### ACTIVITY
Among the lines of the records, please find those that contain the word "magic" and copy them.

### MATERIAL FOR THIS TASK
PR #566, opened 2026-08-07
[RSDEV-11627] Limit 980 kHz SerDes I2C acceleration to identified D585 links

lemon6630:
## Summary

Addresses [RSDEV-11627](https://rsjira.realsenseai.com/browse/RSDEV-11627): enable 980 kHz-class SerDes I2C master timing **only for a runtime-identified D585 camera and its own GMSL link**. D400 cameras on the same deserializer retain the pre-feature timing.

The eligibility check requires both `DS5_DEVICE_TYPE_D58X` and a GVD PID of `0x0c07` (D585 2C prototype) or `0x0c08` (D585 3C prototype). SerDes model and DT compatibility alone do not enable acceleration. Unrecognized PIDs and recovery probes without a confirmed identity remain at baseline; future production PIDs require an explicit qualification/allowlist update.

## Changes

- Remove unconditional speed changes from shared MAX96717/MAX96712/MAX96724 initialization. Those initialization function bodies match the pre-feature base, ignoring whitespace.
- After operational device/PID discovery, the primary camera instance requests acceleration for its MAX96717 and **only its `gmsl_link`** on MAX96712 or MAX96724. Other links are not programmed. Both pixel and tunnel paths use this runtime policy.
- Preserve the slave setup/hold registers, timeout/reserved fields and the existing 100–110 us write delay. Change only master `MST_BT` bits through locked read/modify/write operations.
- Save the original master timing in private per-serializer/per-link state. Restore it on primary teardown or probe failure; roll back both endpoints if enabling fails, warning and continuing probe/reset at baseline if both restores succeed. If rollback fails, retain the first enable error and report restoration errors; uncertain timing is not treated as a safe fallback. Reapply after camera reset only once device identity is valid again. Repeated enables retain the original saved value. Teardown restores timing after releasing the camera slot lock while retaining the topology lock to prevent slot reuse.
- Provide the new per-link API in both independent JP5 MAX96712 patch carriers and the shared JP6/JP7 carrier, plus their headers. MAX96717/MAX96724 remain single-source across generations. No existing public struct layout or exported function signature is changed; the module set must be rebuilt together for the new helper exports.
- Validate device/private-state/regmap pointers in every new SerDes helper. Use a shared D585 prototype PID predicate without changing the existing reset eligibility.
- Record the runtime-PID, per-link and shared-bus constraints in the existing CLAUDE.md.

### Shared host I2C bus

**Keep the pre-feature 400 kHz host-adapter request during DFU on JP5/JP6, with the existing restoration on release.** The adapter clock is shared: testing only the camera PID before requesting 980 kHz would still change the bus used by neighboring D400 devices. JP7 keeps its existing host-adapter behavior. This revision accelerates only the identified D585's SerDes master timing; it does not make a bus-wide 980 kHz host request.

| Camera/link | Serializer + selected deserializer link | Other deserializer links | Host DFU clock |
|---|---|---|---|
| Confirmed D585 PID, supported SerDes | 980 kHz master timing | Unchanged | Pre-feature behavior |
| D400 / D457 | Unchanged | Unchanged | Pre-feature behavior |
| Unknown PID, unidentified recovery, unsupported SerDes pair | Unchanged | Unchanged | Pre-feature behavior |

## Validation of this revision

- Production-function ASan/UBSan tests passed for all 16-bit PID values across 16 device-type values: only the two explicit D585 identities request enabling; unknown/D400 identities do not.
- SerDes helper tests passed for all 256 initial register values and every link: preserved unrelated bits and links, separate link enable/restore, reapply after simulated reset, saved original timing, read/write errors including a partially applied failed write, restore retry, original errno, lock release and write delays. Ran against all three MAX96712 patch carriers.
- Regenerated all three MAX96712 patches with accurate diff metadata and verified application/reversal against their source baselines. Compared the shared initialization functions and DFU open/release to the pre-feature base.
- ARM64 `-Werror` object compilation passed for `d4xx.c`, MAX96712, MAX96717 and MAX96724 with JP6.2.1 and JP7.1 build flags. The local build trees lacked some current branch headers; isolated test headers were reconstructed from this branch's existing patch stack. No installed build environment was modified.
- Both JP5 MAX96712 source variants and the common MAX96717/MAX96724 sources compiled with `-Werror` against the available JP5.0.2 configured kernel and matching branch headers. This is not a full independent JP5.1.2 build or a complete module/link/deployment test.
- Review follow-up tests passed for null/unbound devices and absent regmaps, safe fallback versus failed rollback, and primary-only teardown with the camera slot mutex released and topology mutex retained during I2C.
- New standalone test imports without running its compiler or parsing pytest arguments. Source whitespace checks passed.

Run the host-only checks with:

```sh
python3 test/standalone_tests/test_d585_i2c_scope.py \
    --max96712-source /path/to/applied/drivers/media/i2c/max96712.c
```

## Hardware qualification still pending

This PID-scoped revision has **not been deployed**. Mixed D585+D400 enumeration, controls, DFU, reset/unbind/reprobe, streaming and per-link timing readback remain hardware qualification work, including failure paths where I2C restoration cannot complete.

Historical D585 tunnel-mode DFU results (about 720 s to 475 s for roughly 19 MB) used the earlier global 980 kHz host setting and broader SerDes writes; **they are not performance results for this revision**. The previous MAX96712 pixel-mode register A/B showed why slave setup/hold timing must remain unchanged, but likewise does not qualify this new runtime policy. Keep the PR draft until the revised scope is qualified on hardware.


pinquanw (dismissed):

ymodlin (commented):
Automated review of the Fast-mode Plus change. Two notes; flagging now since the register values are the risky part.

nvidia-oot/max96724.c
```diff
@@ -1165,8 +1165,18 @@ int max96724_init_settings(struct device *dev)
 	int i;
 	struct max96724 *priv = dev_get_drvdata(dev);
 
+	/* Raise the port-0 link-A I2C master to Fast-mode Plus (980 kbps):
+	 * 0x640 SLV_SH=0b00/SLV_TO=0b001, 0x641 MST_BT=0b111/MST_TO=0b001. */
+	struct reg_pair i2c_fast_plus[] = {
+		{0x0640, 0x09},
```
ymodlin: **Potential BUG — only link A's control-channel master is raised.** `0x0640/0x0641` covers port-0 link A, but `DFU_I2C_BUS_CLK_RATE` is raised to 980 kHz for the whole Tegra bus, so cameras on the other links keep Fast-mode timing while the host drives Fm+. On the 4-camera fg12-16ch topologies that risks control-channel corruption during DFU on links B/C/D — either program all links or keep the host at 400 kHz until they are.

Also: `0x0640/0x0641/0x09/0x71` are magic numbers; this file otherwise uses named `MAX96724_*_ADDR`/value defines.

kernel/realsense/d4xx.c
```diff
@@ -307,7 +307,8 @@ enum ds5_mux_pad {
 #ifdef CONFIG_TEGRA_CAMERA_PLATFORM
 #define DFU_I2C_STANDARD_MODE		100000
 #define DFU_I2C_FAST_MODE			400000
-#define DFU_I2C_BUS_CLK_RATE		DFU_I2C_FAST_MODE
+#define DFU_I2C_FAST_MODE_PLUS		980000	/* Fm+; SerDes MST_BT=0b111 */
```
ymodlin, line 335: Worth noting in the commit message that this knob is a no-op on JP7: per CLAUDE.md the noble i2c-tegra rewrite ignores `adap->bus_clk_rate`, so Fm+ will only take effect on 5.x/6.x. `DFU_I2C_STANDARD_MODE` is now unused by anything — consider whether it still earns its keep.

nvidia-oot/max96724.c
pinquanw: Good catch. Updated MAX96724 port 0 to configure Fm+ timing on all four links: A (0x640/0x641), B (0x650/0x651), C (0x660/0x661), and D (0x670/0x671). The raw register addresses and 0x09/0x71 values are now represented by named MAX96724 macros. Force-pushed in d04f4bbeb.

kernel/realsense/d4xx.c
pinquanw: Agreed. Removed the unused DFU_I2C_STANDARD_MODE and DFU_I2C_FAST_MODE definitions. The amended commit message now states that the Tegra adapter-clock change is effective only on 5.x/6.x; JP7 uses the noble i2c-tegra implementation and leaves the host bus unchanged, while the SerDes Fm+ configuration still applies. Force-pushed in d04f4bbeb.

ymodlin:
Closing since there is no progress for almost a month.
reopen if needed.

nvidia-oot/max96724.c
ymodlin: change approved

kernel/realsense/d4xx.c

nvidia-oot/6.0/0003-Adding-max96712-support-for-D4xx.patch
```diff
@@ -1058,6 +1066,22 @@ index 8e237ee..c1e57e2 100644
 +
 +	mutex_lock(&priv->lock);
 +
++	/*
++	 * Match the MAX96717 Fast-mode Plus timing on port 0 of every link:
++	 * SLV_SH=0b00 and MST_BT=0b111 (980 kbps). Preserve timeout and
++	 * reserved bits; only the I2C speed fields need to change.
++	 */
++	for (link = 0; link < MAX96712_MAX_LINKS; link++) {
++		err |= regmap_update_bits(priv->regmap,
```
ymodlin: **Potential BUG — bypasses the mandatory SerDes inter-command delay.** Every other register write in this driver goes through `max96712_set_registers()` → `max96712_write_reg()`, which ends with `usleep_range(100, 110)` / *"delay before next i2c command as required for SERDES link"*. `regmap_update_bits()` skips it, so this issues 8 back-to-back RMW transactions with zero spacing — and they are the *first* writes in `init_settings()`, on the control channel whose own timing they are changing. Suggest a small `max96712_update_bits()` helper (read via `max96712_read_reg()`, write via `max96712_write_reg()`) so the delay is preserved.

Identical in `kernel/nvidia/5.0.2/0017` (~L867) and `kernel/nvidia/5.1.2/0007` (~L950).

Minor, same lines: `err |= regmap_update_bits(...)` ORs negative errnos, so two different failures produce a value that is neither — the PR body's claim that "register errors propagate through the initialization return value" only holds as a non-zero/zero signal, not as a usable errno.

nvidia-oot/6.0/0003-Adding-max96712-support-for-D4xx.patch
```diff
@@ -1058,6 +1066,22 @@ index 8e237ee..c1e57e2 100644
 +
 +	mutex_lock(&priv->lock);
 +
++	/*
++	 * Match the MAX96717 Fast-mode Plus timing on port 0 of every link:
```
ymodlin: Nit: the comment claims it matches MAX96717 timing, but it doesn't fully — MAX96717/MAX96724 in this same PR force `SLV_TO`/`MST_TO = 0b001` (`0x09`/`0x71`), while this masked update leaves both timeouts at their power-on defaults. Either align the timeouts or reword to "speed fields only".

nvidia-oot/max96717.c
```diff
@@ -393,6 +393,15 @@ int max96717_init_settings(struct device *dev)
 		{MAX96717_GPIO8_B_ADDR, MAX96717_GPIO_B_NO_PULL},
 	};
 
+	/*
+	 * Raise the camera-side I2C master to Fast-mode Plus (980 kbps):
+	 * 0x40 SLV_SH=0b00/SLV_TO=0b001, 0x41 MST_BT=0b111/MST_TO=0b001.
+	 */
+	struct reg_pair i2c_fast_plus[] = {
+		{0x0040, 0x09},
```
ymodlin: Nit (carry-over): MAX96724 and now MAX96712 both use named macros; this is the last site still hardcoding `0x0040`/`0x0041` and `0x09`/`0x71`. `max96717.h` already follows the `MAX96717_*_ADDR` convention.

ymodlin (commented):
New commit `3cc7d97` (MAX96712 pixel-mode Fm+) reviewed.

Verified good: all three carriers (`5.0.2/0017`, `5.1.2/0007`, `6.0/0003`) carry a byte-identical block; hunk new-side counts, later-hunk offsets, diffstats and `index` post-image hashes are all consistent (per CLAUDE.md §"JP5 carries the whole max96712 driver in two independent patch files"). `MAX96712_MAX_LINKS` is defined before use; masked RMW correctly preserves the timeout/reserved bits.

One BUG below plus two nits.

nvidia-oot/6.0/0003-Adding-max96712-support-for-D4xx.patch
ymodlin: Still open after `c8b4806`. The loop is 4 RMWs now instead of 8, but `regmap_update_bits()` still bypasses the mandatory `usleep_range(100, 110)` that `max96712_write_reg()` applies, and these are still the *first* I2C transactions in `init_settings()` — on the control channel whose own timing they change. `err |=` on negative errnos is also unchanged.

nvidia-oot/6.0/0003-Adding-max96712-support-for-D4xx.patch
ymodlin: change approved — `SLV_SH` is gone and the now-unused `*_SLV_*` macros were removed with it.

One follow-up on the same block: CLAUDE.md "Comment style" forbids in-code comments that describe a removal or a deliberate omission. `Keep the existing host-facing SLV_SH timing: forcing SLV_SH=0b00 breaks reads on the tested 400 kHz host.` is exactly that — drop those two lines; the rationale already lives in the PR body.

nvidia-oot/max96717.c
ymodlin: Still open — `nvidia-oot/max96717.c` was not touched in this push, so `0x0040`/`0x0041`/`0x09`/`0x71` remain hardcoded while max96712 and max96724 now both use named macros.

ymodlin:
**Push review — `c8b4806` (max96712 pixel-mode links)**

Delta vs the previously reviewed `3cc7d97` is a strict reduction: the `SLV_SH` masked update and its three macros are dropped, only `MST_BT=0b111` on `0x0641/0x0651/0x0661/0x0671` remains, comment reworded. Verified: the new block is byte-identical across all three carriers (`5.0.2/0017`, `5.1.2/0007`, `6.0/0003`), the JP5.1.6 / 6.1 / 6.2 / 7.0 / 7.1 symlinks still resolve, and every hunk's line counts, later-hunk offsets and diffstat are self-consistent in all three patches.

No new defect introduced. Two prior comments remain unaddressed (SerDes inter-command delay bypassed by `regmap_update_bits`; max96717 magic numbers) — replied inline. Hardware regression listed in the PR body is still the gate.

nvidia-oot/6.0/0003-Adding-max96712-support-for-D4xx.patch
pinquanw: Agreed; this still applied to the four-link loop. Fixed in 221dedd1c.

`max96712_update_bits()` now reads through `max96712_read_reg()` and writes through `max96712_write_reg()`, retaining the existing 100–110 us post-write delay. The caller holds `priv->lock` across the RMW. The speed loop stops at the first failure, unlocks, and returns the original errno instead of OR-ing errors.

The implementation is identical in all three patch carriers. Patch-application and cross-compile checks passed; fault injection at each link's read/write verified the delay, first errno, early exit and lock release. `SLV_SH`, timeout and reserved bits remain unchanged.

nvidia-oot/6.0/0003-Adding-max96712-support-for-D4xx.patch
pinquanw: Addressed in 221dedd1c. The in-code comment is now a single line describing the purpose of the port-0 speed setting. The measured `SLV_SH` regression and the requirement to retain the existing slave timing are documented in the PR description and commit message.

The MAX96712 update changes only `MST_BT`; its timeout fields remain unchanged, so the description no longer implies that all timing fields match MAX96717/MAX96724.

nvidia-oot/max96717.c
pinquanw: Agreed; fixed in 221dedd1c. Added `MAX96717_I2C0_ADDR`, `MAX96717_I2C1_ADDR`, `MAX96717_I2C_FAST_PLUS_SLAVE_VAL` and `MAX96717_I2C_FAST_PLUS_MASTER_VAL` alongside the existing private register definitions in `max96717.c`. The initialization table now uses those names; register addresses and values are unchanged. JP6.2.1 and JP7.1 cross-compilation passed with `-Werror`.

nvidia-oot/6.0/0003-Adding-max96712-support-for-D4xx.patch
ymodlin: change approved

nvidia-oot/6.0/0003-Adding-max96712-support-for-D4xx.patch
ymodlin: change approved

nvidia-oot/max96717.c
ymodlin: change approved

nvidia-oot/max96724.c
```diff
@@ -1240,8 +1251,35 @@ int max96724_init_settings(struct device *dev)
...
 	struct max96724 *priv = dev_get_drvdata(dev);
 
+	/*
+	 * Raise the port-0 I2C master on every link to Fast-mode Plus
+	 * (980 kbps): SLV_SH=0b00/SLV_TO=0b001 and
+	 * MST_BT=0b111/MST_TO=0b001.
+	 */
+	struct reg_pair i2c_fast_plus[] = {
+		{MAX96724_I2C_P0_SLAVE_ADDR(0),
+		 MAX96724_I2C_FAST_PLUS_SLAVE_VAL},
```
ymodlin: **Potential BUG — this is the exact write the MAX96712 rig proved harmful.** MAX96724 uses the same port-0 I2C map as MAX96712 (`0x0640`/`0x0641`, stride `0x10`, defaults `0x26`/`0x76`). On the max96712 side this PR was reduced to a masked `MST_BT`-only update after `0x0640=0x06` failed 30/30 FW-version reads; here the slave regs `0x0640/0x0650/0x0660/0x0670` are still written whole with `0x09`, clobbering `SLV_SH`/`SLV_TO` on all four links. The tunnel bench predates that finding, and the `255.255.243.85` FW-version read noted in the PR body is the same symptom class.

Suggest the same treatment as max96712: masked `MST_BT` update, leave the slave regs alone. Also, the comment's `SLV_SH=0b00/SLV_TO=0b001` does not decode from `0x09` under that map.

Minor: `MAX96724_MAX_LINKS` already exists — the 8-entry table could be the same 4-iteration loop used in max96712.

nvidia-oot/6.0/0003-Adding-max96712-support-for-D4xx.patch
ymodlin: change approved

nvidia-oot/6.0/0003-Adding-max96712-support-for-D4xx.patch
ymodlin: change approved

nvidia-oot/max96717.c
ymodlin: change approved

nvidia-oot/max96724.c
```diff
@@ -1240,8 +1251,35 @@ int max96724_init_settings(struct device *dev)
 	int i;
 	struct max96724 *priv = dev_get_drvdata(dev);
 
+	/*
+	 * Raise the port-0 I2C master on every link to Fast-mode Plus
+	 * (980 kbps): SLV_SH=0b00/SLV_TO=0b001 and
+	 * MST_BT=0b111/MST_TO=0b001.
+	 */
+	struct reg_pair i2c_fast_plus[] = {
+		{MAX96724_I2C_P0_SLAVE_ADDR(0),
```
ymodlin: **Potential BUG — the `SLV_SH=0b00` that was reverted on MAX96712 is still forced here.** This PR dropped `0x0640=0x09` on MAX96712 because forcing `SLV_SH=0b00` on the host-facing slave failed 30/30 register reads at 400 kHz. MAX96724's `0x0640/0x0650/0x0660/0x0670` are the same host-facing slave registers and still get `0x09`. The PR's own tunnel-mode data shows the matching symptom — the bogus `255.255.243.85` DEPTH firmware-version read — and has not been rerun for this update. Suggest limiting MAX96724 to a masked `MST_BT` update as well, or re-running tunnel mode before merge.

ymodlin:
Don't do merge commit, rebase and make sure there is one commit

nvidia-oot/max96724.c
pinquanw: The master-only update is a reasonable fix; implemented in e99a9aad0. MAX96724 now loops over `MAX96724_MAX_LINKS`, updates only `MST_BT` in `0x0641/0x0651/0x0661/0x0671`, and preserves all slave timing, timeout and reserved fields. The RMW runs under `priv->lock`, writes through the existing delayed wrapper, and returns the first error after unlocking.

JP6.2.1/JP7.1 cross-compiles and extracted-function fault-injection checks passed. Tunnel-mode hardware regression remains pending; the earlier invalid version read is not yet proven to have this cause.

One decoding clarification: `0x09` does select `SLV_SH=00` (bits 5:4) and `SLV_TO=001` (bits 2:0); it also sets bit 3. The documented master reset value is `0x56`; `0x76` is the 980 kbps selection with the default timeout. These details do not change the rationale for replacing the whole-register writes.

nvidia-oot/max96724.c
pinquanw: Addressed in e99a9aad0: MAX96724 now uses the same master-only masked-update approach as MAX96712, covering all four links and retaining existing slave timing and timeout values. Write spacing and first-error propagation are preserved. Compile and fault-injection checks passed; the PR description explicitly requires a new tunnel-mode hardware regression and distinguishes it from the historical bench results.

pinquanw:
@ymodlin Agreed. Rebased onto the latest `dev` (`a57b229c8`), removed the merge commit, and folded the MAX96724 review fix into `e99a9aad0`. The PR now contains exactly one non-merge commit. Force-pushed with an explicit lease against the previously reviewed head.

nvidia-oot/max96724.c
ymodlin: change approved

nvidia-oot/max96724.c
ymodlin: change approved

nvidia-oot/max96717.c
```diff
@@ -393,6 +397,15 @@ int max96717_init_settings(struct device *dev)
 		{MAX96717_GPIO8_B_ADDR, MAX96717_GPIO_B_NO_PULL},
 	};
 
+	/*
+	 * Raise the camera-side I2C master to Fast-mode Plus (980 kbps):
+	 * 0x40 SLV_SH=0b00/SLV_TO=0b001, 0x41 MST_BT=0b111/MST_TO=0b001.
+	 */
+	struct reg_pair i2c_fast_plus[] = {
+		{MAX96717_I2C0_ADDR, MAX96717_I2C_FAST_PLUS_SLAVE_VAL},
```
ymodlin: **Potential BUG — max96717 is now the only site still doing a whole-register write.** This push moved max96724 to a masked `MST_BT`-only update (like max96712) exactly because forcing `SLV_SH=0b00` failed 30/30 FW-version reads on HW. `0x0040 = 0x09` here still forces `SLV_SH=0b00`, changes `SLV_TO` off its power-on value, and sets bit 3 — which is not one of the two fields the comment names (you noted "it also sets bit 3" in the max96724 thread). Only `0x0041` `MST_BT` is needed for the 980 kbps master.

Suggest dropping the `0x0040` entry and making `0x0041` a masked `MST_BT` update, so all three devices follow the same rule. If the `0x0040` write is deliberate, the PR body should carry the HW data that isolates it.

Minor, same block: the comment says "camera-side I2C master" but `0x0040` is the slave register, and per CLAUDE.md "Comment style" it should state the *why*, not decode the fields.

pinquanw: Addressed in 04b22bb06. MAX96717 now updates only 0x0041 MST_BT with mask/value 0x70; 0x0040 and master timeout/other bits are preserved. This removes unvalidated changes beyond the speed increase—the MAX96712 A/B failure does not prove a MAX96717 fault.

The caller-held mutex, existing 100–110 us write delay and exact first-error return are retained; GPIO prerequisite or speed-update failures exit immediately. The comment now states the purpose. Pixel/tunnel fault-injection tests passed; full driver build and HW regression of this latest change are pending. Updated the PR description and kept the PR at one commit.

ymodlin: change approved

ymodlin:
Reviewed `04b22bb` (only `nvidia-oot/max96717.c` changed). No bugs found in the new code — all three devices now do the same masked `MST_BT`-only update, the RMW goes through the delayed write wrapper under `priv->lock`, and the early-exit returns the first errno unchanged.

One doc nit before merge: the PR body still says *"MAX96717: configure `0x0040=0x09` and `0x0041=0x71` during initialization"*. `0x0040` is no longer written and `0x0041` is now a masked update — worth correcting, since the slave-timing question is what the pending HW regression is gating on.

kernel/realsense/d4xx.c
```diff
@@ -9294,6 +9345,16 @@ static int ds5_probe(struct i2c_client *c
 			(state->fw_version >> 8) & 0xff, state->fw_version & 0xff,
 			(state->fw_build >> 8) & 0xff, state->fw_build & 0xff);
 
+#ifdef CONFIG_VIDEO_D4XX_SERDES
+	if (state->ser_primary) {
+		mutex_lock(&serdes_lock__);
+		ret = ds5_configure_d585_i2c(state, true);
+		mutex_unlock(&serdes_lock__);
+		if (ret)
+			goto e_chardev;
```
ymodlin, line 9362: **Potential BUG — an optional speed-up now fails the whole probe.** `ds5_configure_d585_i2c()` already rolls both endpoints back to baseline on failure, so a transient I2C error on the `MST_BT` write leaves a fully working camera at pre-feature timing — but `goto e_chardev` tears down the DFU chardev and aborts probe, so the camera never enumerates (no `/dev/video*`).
==
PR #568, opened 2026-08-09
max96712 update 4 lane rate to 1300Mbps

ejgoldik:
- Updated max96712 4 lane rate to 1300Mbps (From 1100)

### YOUR RESPONSE
Also: `0x0640/0x0641/0x09/0x71` are magic numbers; this file otherwise uses named `MAX96724_*_ADDR`/value defines.
No new defect introduced. Two prior comments remain unaddressed (SerDes inter-command delay bypassed by `regmap_update_bits`; max96717 magic numbers) — replied inline. Hardware regression listed in the PR body is still the gate.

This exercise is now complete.